** Opening Data for analysis block **
PR #248, opened 2019-03-17
Refactors #247 - Fixed size logic

dgilperez:
This is a refactor from #247, work in progress. 

The reason for opening a new PR is that #247 implementation is working properly in a production app, while this code is not (although specs are green) and because I think it makes sense to consider both approaches.

### DIFF
--- a/lib/counter_culture/counter.rb
+++ b/lib/counter_culture/counter.rb
@@ -1,6 +1,6 @@
 module CounterCulture
   class Counter
-    CONFIG_OPTIONS = [ :column_names, :counter_cache_name, :delta_column, :foreign_key_values, :touch, :delta_magnitude]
** Closing Data for analysis block **
* [Exercise details]: Word for word, give the whole listing again.

* [Solution to the problem]:
PR #248, opened 2019-03-17
Refactors #247 - Fixed size logic

dgilperez:
This is a refactor from #247, work in progress. 

The reason for opening a new PR is that #247 implementation is working properly in a production app, while this code is not (although specs are green) and because I think it makes sense to consider both approaches.

### DIFF
--- a/lib/counter_culture/counter.rb
+++ b/lib/counter_culture/counter.rb
@@ -1,6 +1,6 @@
 module CounterCulture
   class Counter
-    CONFIG_OPTIONS = [ :column_names, :counter_cache_name, :delta_column, :foreign_key_values, :touch, :delta_magnitude]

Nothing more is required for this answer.